**WHAT IS EXPECTED:** Transcribe exactly the lines from the one holding "I suggest switching" to the end of the data below, including both of those lines and no others.

**GIVEN RECORDS:**

PR #1180, opened 2025-02-05
scripts: use SSH connection check instead of ping for host verification

PolynomialDivision:
To run the mass update script, you must be connected to the internal mesh network. If you're not connected, the script will report that routers or access points cannot be found. However, many users connect via proxy jumps through our gateways to manage devices via SSH. In its current state, the script relies on ping to verify connectivity, which fails when SSH access is possible but ping is not working.

This update changes the script to check for an active SSH connection instead of relying on ping. This ensures that the SSH daemon is up and reachable, providing a more accurate verification of host availability, rather than just testing for ICMP echo requests.


Noki:
Thank you for this one! This is great! The only downside is that without a password prompt we can't update the old nanosations with this anymore as they don't support ed25519 and require rsa due to limitations of the tiny target. But creating an additional RSA key for that is probably the way to go and the tiny targets were always a bit problematic to flash anyway.

PR #1202, opened 2025-03-17
xdorf: switch core model

noxilixon:


Noki:
I suggest switching to an outdoor-router e.g. Cudy AX3000 so it covers more area and that is capable of bridging the distance towards rauchhaus in a single device. The goal should be to remove the 100 MBit limitation towards rauchhaus and to better cover the Wagenplatz e.g. by also adding one or two additional routers for that location.

noxilixon:
I think this is a good idea. I will forward it to the local maintainers. Still merging this pr, because it reflects the current situation.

**OUTPUT OF THE EXERCISE:**
I suggest switching to an outdoor-router e.g. Cudy AX3000 so it covers more area and that is capable of bridging the distance towards rauchhaus in a single device. The goal should be to remove the 100 MBit limitation towards rauchhaus and to better cover the Wagenplatz e.g. by also adding one or two additional routers for that location.

noxilixon:
I think this is a good idea. I will forward it to the local maintainers. Still merging this pr, because it reflects the current situation.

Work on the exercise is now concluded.